Safe sleep for your baby

cartoon image of baby lying in a cot in correct sleeping position

Once you are home with your baby you may be feeling overwhelmed with the amount of information you have been given, and the steep learning curve you are on with a new baby.

One of the most important pieces of information you need to pay attention to is how to make sure your baby sleeps safely.

The Lullaby Trust have produced guidance on safe sleeping practices for babies which can be viewed on their website. Their top 3 recommendations are:

  • Put babies on their BACK for every sleep


  • Keep them SMOKE FREE day and night


Breastfeeding gives babies some protection against Sudden Infant Death Syndrome (SIDS)

Even if you can only breastfeed for a few days, this is still beneficial and offers some protection. The Department of Health and Social Care recommends breastfeeding for as long as possible, ideally exclusively for the first 6 months.

After 6 months, breastfeeding is encouraged with the addition of suitable weaning foods for as long as the mother and baby want to continue breastfeeding.

For further information about introducing solid foods see NHS Start 4 Life and First Steps Nutrition Trust.

Basic equipment needed – keep it simple – keep it safe

The choice of sleeping products on the market can feel overwhelming – it’s best to keep it simple.

You may also need a suitable car seat.

The essential equipment you need to keep your baby safe:

  • A cot and Moses basket with a firm flat mattress, that is protected by a waterproof cover to keep it clean and dry, with a sheet and blankets.

  • A room thermometer is also suggested to monitor the room temperature. 

  • The safest place for a baby to sleep is a separate sleeping environment such as a cot.

  • Keep the cot clear of soft toys, a clear cot is a safe cot.

Choosing baby products

When choosing products for your baby, check the following:

  • Does it comply with British Standards? If so, it should say on the product itself, its packaging, instructions or website.

  • If the item is something for your baby to sleep on, such as a mattress, is it firm? (baby’s head should not sink in by more than a few millimetres)

  • Is it entirely flat with no raised or cushioned areas?

  • Does it have a waterproof cover?

British Standard does not mean that a product helps to reduce the chance of SIDS, it just guarantees a certain level of general safety (e.g. will not fall apart or set fire easily).

You should also carefully follow the manufacturer’s instructions for any product you buy and contact the manufacturer directly with any questions.

Advertising can be very misleading and not all products on the market are safe for babies.

Research by the Lullaby Trust shows that 41% of parents have or intend to buy baby sleep nests and pods which don’t comply with safer sleep guidelines.

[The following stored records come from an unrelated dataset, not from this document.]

Issue #1131, opened 2017-08-05
Instructions: parse turn:lanes to improve instructions


boldtrn:
There is valuable instruction information stored the [turn:lanes information in OSM](https://wiki.openstreetmap.org/wiki/Key:turn#Turning_indications_per_lane). It would be interesting to see if we can improve the turn instruction by parsing them in a post-processing step and maybe add them as annotation or something like that?

I wouldn't go as far and propose to actually support turn lane information in the response, which might be nice in the future, but probably not now.

aramzl:
Hi I just added this information to graphhopper, hopping to create a pull-request. 
Can anyone help me out on that? I need permissions
@karussell 
@boldtrn

aramzl:
I figured out ;)

PR #1232, opened 2017-11-22
Added lane information based on the osm tag turn:lanes

aramzl:
lane_info=true in the encoder string to enable it, it requrires 8
bytes_for_flags.

@karussell 
@boldtrn

Issue #1131


boldtrn:
Thank you very much for your contribution and sorry for the late reply. This PR looks very impressive. Having turn lane support would be great.

Since turn lanes are not important for the routing itself and are only required for the TurnInstruction generation, I would probably put them in a DataAccess, similar to the NameIndex. As you have seen yourself, it requires a lot of bits, and bits are very precious :). Using a DataAccess we could even think about just storing the whole turn:lane information and not needing to encode it (I am not sure if we cover every possible turn lane combination?).

WDYT @karussell, could we merge something like this, using DataAccess before #1112 or do we have to wait until #1112 is finished?

Regarding the PR itself, you included the tag `turn:lanes`, but not `turn:lanes:forward` and `turn:lanes:backward`. I think this will make the code a bit more complicated, but a lot of turn lanes are tagged like this, so I think it would be required to have that information.

aramzl:
@boldtrn Thanks for the comments. I saw the turn:lanes:forward and turn:lanes:backward I wanted to make a second pull request including them. It will take more memory (more bits are needed).

boldtrn:
> @boldtrn Thanks for the comments. I saw the turn:lanes:forward and turn:lanes:backward I wanted to make a second pull request including them. It will take more memory (more bits are needed).

There is a way to get around this by using a DataAccess, similar to the NameIndex or TurnCostExtension. Let's wait for Feedback from @karussell before deciding our next steps :).

karussell:
Thanks @aramzl for this useful and big feature!

I'm not sure if we should merge such a complex thing before #1112 as this will highly likely needs a bigger refactoring. If you would have time it would be really interesting to see if you could base your PR on the mentioned branch. This could be also used as a test case if everything what we need is already possible

karussell:
Thanks @aramzl for this useful and big feature!

I'm not sure if we should merge such a complex thing before #1112 as this will highly likely needs a bigger refactoring. If you would have time it would be really interesting to see if you could base your PR on the mentioned branch. This could be also used as a test case if everything what we need is already possible

aramzl:
I would try to redo it based on #1112 and create another pull request.

karussell:
This is awesome! Please note that this is cutting edge, and could potentially use lots of your time ... we really appreciate your feedback e.g. if this feels better from a programming perspective.

karussell:
Will close here, then resurrect #1269 (include the tests from here, maybe wait until #1548 is merged)

Sorry that this takes so long @aramzl. Now that #1447 was merged this is a much better time to do your change. Have marked #1269 for 0.13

Watch a video about how to how to choose safe sleeping products on the Lullaby Trust website.

Sleeping position

Car seats

Do not let your baby routinely sleep in a car seat when at home. When you arrive back from a journey, remove your baby from their car seat and place them in their cot or Moses basket.

On long car journeys, stop for breaks so your baby is not in the car seat for prolonged periods (some manufacturers recommend a maximum period of 2 hours in car seats) and make sure your baby is dressed in clothing suitable for the in-car temperature.

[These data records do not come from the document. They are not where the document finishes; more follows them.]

PR #1235, opened 2017-11-29
Use SRTM 1 arc second elevation data

### LINKED ISSUE #384: Use high precision elevation data

boldtrn:
This PR partially fixes #384.

With this PR we add the functionality to use SRTM 1 arc second data. I did a couple of tests so far it looks a lot better than the CGIAR data. It would be interesting to see it working together with #1220. Both PRs seem to change the data in the same direction, with both combined I think we would see a very smooth and nice looking elevation diagram. Also this would probably improve calculated routes a lot.

At first I wanted to use the [ALOS data](http://www.eorc.jaxa.jp/ALOS/en/aw3d30/), but decided against it after reading more reviews about the ALOS data. In general it is considered to be one of the most detailed data sources, but it has some major flaws in some areas:
- voids (there is a void filled version in the SRTM area)
- Issues with the [post-processing](http://www.imagico.de/map/alos.php). ALOS (as well as ASTER GDEM) is based on images which have to be preprocessed. It struggles with clouds, water, and buildings. So sometimes the elevation is a mix building height and street height. Sometimes there are elevation changes on a water surface, etc. 
- Some data corrections appear to be incorrect or insufficient. This was mentioned in some reviews ([1](http://www.imagico.de/map/alos.php, [2](https://www.preprints.org/manuscript/201708.0081/v1/download)). For example citing [2]:
> However, while analyzing the results, it has become apparent that it also contains
a widespread elevation anomaly. We conclude that this anomaly is the result of uncompensated
sensor noise and the data processing algorithm (downsampling of the higher resolution data).

On the other hand some studies found that the AW3D30 data [has less errors](https://www.int-arch-photogramm-remote-sens-spatial-inf-sci.net/XLI-B4/149/2016/isprs-archives-XLI-B4-149-2016.pdf) than SRTM data.

I know that SRTM has similar issues especially with water surfaces being not perfectly even. Combining AW3D30, SRTMGL1, and GMTED, in the MultiElevationProvider is probably our best bet on the long term.

Here are a couple of comparison (I used the same as in #1220 ).

[Schauinsland](https://graphhopper.com/maps/?point=47.977512%2C7.848358&point=47.830213%2C7.940369&waypoint_max_distance=0)
GH Maps 29.46km ↗1891m ↘1515m
1220schauinsland-gh

PR 29.08km ↗1479m ↘1120m
1220schauinsland-pr

[From Grabenstetten to St. Johan](https://graphhopper.com/maps/?point=48.52462%2C9.451933&point=48.457555%2C9.3437&waypoint_max_distance=0).

GH Maps 15.72km ↗907m ↘863m
1220johann-gh

PR 15.45km ↗642m ↘595m
1235johann-pr

[Neuffen](https://graphhopper.com/maps/?point=48.548433%2C9.386015&point=48.535136%2C9.407644&waypoint_max_distance=0).

GH Maps 5.15km ↗613m ↘332m
1220neuffen-gh

PR 4.89km ↗393m ↘113m
1220neuffen-pr

[Herrnstein](https://graphhopper.com/maps/?point=47.8947%2C16.1056&point=47.900074%2C16.106408&vehicle=bike&waypoint_max_distance=0)
1220herrnstein-unsmoothed
1235fahrrad1pr

[Bad Hindelang](https://graphhopper.com/maps/?point=47.505802%2C10.367285&point=47.506128%2C10.368208vehicle=bike&waypoint_max_distance=0)
1220badhindelang-unsmoothed
1235fahrrad2pr


core/src/main/java/com/graphhopper/reader/dem/SRTMGL1Provider.java
```diff
@@ -0,0 +1,155 @@
...
+import java.io.*;
+
+/**
+ * SRTMGL1 contains elevation data for most of the world with 1 arc second (~30m) accuracy.
+ * We use the mirror of OpenTopography, as the official SRTMGL1 download requires authentication.
+ * http://opentopo.sdsc.edu/raster?opentopoID=OTSRTM.082015.4326.1
+ * <p>
+ * TODO: In addition, NSF requires oral acknowledgment during all news media interviews.
+ * TODO: This is weird, we have to check if really want to use OpenTopography then, see: http://www.opentopography.org/citations
+ * <p>
```
boldtrn: I find this very weird. Maybe we find a different source for the SRTM data.

> In addition, NSF requires oral acknowledgment during all news media interviews

These seems a bit much for just providing a download server :).

core/src/test/java/com/graphhopper/reader/dem/SRTMGL1ProviderTest.java
```diff
@@ -0,0 +1,70 @@
...
+
+import org.junit.Before;
+import org.junit.Test;
+
+import static org.junit.Assert.assertEquals;
+
+/**
+ * @author Robin Boldt
+ */
+public class SRTMGL1ProviderTest {
```
karussell: I wonder: when we added a test isn't there also a file required under core/files/xy.hgt? Otherwise fresh tests won't run without internet or could be slow (?)

core/src/main/java/com/graphhopper/reader/dem/SRTMGL1Provider.java
```diff
@@ -0,0 +1,155 @@
...
+    private String getEastString(int lon) {
+        if (lon < 0) {
+            return "W";
+        }
+        return "E";
+    }
+
+    @Override
+    public String toString() {
+        return "srtmgl1";
```
karussell: Is there a reason we use lower case here and upper case in the other? I would prefer having the same case for all even if this means changing the old case.

core/src/main/java/com/graphhopper/reader/dem/SRTMGL1Provider.java
karussell: Indeed a bit strange.

Other question: how much larger is the full world wide data on disc. (CGIAR is 70GB)

karussell:
One minor question: did you do the screenshots without douglas peucker? (do not hesitate to create a PR that disables douglas peucker for debug=true :))

core/src/main/java/com/graphhopper/reader/dem/SRTMGL1Provider.java
boldtrn: > Is there a reason we use lower case here and upper case in the other?

Oh sorry I missed that. The GMTED provider is also lowercase. I can change both. I just thought it should be the same as the config value.

karussell: Makes more sense if they have the config value. Would this break some tests or usage scenarios?

core/src/test/java/com/graphhopper/reader/dem/SRTMGL1ProviderTest.java
boldtrn: All elevation provider (except the SRTMProvider) tests don't actually return the height of a coordinate, they only return the name of the file they are going to download. I haven't seen that there are files for the srtm provider. Should we add files for the SRTMGL1 provider as well? (note, the files are 25mb large and per default not zipped). CGIAR files are also around 30mb. GMTED are >200mb. Not sure if it's easy to create small dummy files?

This is actually something that bothers me as well. I was thinking about adding a test, but to put @Ignore at the test, so we can enable the test if we change something about the elevation provider, but don't use it most of the time. WDYT?

karussell: There are files at core/files/*hgt.zip

> Should we add files for the SRTMGL1 provider as well?

Ok, probably not :)

The idea with the `@Ignore` seems interesting but I think there is something in combination with maven for executing only a specific set of tests

> BTW: Our API/client tests probably fail if there is no internet as well (haven't tested that yet I think)?

Yes, we should include an option to exclude it or just run it on travis?

boldtrn:
> One minor question: did you do the screenshots without douglas peucker?

Yes all screenshots were taken with `waypoint_max_distance=0`. I also added the parameter in the sample requests links above.

> Other question: how much larger is the full world wide data on disc. (CGIAR is 70GB)

Good question. So every .hgt file is 25mb large. There are about 14000 files. So the overall size should be at around 340 gb. I haven't tested it though. According to [this link](https://www.usna.edu/Users/oceano/pguth/website/research/srtm_grid/guth_hpc_sc06.pdf) it's 318 gb.

BTW, according to [this link](https://mediatum.ub.tum.de/doc/1369138/file.pdf), ASTER GDEM is about 560gb.

core/src/main/java/com/graphhopper/reader/dem/SRTMGL1Provider.java
boldtrn: > Would this break some tests or usage scenarios?

I don't think so. I actually think the toString method is only used to do a System.out:
```
logger.info(this.toString() + " Elevation Provider, from: " + baseUrl + ", to: " + cacheDir + ", as: " + daType);
```

boldtrn:
> and do not hesitate to create a PR that disables douglas peucker for debug=true :)

I thought about this a bit. I am not sure if this is wanted/expected behavior. Think about you have a request and want to inspect it, you set debug=true and suddenly you receive more points. I think this would be unexpected. WDYT?

karussell:
> Think about you have a request and want to inspect it, you set debug=true and suddenly you receive more points. I think this would be unexpected.

You are probably right. And as avoiding douglas peucker is already possible we should avoid too many things on debug=true :)

karussell:
Looks like a good improvement. 

Can we reduce the code in the GraphHopper class a bit and why is the RAM increase necessary? (because of the tests with tiles of 30 degree resolution?)

boldtrn:
> Oh, this would be ugly. We need to have the memory really on a very low level to detect memory issues very early.

Sorry I should have mentioned that the last commit changing the memory limit was intended to show that the tests work, but Travis timed out. As discussed earlier, I will @Ignore these tests and set the memory limit back to the original value.

> Can we reduce the code in the GraphHopper class a bit

Sure :).

> why is the RAM increase necessary? (because of the tests with tiles of 30 degree resolution?)

Yes.

Sorry I should have mentioned that this PR wasn't considered mergeable after yesterday's commit :(.

karussell:
> Sorry I should have mentioned that this PR wasn't considered mergeable after yesterday's commit :(. > BTW: Will commit tomorrow, sorry for the delay :(

Really no problem ... all fine and please no hurry :)

boldtrn:
@karussell do you remember why we read the width of the tile in the SRTM provider (see [here](https://github.com/graphhopper/graphhopper/blob/1b1c22c7e4cfc5ebe4c97da7a6b34ba5ad7d4e3b/core/src/main/java/com/graphhopper/reader/dem/SRTMProvider.java#L232)): `int width = (int) (Math.sqrt(heights.getHeader(WIDTH_BYTE_INDEX)) + 0.5);` and in the CGIAR provider we just assume that the width would be the default (see [here](https://github.com/graphhopper/graphhopper/blob/1b1c22c7e4cfc5ebe4c97da7a6b34ba5ad7d4e3b/core/src/main/java/com/graphhopper/reader/dem/CGIARProvider.java#L109)). This is one major difference between SRTM and TIFF handling that makes it complicated to extract some of the logic into a common super class. 

[This](https://lpdaac.usgs.gov/sites/default/files/public/measures/docs/NASA_SRTM_V3.pdf) document describes the number of rows and colums for the SRTM files so it seems reasonalbe to me to assume that all files use the same width?

core/src/main/java/com/graphhopper/reader/dem/AbstractElevationProvider.java
```diff
@@ -1,14 +1,14 @@
...
- *  GraphHopper GmbH licenses this file to you under the Apache License, 
- *  Version 2.0 (the "License"); you may not use this file except in 
+ *
+ *  GraphHopper GmbH licenses this file to you under the Apache License,
+ *  Version 2.0 (the "License"); you may not use this file except in
  *  compliance with the License. You may obtain a copy of the License at
- * 
+ *
  *       http://www.apache.org/licenses/LICENSE-2.0
- *
```
boldtrn: I just updated IntelliJ, they added formatting for Copyright Statements (I mean who hasn't been waiting for this great feature). Even if I disable formatting for copyright statements and for java doc IntelliJ still messes this up...

Before merging I could just overwrite all copyright statements that got changed by the autoformatting?

karussell:
I think we read&store the width because of the different resolutions (30 vs. 90). If you click blame you see this commit: https://github.com/graphhopper/graphhopper/commit/2e60c80beb19f46c14d9d3b5cccc084b873e4944

core/src/main/java/com/graphhopper/reader/dem/AbstractElevationProvider.java
karussell: sure

boldtrn:
> I think we read&store the width because of the different resolutions (30 vs. 90). If you click blame you see this commit

Ah ok makes sense. Since we have two different providers for this now, we could think about reverting this and define the width before. I think this would make the code a bit nicer and we might be able to abstract more and reduce the code duplication.

I updated the PR adding some more tests that check that the borders between the HeightTiles are aligned correctly.

BTW: A very handy tool to check elevation is the [elevation-service](http://www.liedman.net/elevation-service/) by @perliedman.

core/src/main/java/com/graphhopper/reader/dem/AbstractTiffElevationProvider.java
```diff
@@ -1,14 +1,14 @@
 /*
  *  Licensed to GraphHopper GmbH under one or more contributor
- *  license agreements. See the NOTICE file distributed with this work for 
+ *  license agreements. See the NOTICE file distributed with this work for
```
boldtrn: I tried to copy the copyright information from a different class in GraphHopper and I think that the applied formatting is actually correct and that the formatting before has been wrong, so I would keep it that way.

boldtrn:
I think this PR should be good to merge now. If we want to change the width handling of the SRTM provider I could further try to further melt down the code.

Something worth checking would be also if there is a major slow down due to the getFileName method. This method uses String.format and builds Strings with '+' instead of using StringBuilder. I would assume that the jit should be able to properly optimize these methods. If there is a performance issue I would revisit this method and try to improve it's performance.

karussell:
> I think this would make the code a bit nicer and we might be able to abstract more and reduce the code duplication.

Sure, let's write this down in another issue

> This method uses String.format and builds Strings with '+' instead of using StringBuilder

Yes, I think it is necessary to avoid String.format in this method (but you can easily prove me wrong via comparing this for world wide import ;)). Please see CGIARProvider where I wrote that String.format makes problems (btw: I do not think that strings and pluses are a problem due to the JIT you mentioned).

core/src/main/java/com/graphhopper/reader/dem/SRTMGL1Provider.java
kannes: I build a GeoTIFF earlier this year for fun (from the raw tiles, no hole fixing etc!): http://hannes.enjoys.it/blog/2017/01/one-srtmgl1-geotiff-to-rule-them-all/

The result was ~90GB without overviews, ~120GB with. I used `-co PREDICTOR 2 -co COMPRESS=DEFLATE -co TILED=YES` which from my understanding was ideal.
https://www.datenatlas.de/geodata/public/srtmgl1/

boldtrn: Thanks for the details @kannes. I think the newer SRTMGL1 are already hole/void fixed with ASTER GDEM data? 

See - https://lpdaac.usgs.gov/dataset_discovery/measures/measures_products_table/srtmgl1_v003: 
> Voids in the Version 3.0 products have been filled with ASTER Global Digital Elevation Model (GDEM) Version 2.0, the Global Multi-resolution Terrain Elevation Data 2010 (GMTED2010), and the National Elevation Dataset (NED)

boldtrn:
> Yes, I think it is necessary to avoid String.format in this method (but you can easily prove me wrong via comparing this for world wide import ;)).

String.format is definitely slower than using regular concatenation, so I just changed it. Even if the difference might be small, having a faster import is always better.

I think this PR should be mergeable now. Let me know if I should change anything?

boldtrn:
I did a minor change here. I kept the CGIAR provider as default provider in the MultiProvider so that we don't break any existing code. Over time it might make sense to set the SRTMGL1Provider as the default provider.

core/src/main/java/com/graphhopper/reader/dem/AbstractTiffElevationProvider.java
```diff
@@ -37,91 +32,122 @@
...
     /**
-     * Creating temporary files can take a long time as we need to unpack tiff as well as to fill
-     * our DataAccess object, so this option can be used to disable the default clear mechanism via
-     * specifying 'false'.
+     * Return true if the coordinates are outside of the supported area
      */
-    public void setAutoRemoveTemporaryFiles(boolean autoRemoveTemporary) {
-        this.autoRemoveTemporary = autoRemoveTemporary;
-    }
+    abstract boolean outsideSupportedArea(double lat, double lon);
```
karussell: I know this is not a setter but do we need Java code style here: isOutsideSupportedArea?

core/src/main/java/com/graphhopper/reader/dem/SRTMGL1Provider.java
karussell: What do you think about a new section below the software for data licenses [here](https://github.com/graphhopper/graphhopper/blob/master/NOTICE.md) (and explicitly mention what is used by default)?

I would add stuff we have [here](https://graphhopper.com/api/1/docs/attribution/#data) and also gtfs.

Maybe via a table

|source | license | used as default | included in repo |
|---------|-----------|---------|------|
|OSM for road network data | [ODBL](https://www.openstreetmap.org/copyright) | yes | yes
| GTFS NRW | TODO link | no | yes
| SRTM elevation | TODO link | no | yes
| CGIAR elevation | TODO link | no | yes
| SRTMGL1 elevation | TODO link | no | no
|OpenTopography mirror for SRTMGL1 | TODO  link | no | no

core/src/main/java/com/graphhopper/reader/dem/AbstractTiffElevationProvider.java
boldtrn: Makes sense :). I changed the method name.

boldtrn:
Merged this PR after updating the method name

karussell:
Thanks, will be deployed in the next days!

View the Lullaby Trust’s factsheet about car seats for more detailed information.

Visit the Lullaby Trust website for important information about slings and swaddling.



If you are thinking of co-sleeping, watch this video from the Lullaby Trust for vital safety information.

Parents may choose to co-sleep with their babies, especially if breastfeeding.

This means that their baby shares the same adult bed for most of the night, and not just to be comforted or fed.

If you do decide to co-sleep, it is important that you do this safely and are aware of the circumstances when you should not co-sleep.

Bed sharing increases the risk of SIDS and is particularly dangerous if:

  • Either you or your partner smokes (even if you do not smoke in the bedroom)

  • Either you or your partner has drunk any alcohol or taken drugs (including medicines that may make you drowsy)

  • You are extremely tired

  • Your baby was born premature (37 weeks or less)

  • Your baby was born at a low weight (2.5kg or 5 pounds or less)

Mother in bed with child

You should never sleep together with your baby if any of the above points apply to you.

You must be especially careful when giving feeds that you are not in a position where you could both fall asleep in the bed together.

The safest place for your baby to sleep for the first 6 months is in a separate cot or Moses basket in the same room as you day and night.

Visit the Lullaby Trust website for more information on co-sleeping.

Health visitors are there to support and help you to make safe, informed choices that suit your family. Please feel able to discuss your safe sleeping concerns openly with your health visitor.